§ REQUIRED ACTION:
Reproduce the closing part of the entries exactly: the line with "--- a/lib/puppet/provider/file_line/ruby.rb" and all lines after it, ending with the last line, and nothing else.

§ GIVEN RECORDS:
* * *

PR #1251, opened 2022-06-15
(MODULES-2892) Handle missing file in file_line

silug:
In noop mode, file_line should not fail if the file does not exist.

MODULES-2892 #close

### DIFF
--- a/lib/puppet/provider/file_line/ruby.rb
+++ b/lib/puppet/provider/file_line/ruby.rb
@@ -83,6 +83,9 @@ Puppet::Type.type(:file_line).provide(:ruby) do
   rescue TypeError => _e
     # Ruby 1.8 doesn't support open_args
     @lines ||= File.readlines(resource[:path])
+  rescue Errno::ENOENT => _e
+    raise _e unless resource.noop?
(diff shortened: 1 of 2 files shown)


lib/puppet/provider/file_line/ruby.rb
```diff
@@ -83,6 +83,9 @@ def lines
   rescue TypeError => _e
     # Ruby 1.8 doesn't support open_args
     @lines ||= File.readlines(resource[:path])
+  rescue Errno::ENOENT => _e
+    raise _e unless resource.noop?
```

* * *

§ WRITTEN ANSWER:
--- a/lib/puppet/provider/file_line/ruby.rb
+++ b/lib/puppet/provider/file_line/ruby.rb
@@ -83,6 +83,9 @@ Puppet::Type.type(:file_line).provide(:ruby) do
   rescue TypeError => _e
     # Ruby 1.8 doesn't support open_args
     @lines ||= File.readlines(resource[:path])
+  rescue Errno::ENOENT => _e
+    raise _e unless resource.noop?
(diff shortened: 1 of 2 files shown)


lib/puppet/provider/file_line/ruby.rb
```diff
@@ -83,6 +83,9 @@ def lines
   rescue TypeError => _e
     # Ruby 1.8 doesn't support open_args
     @lines ||= File.readlines(resource[:path])
+  rescue Errno::ENOENT => _e
+    raise _e unless resource.noop?
```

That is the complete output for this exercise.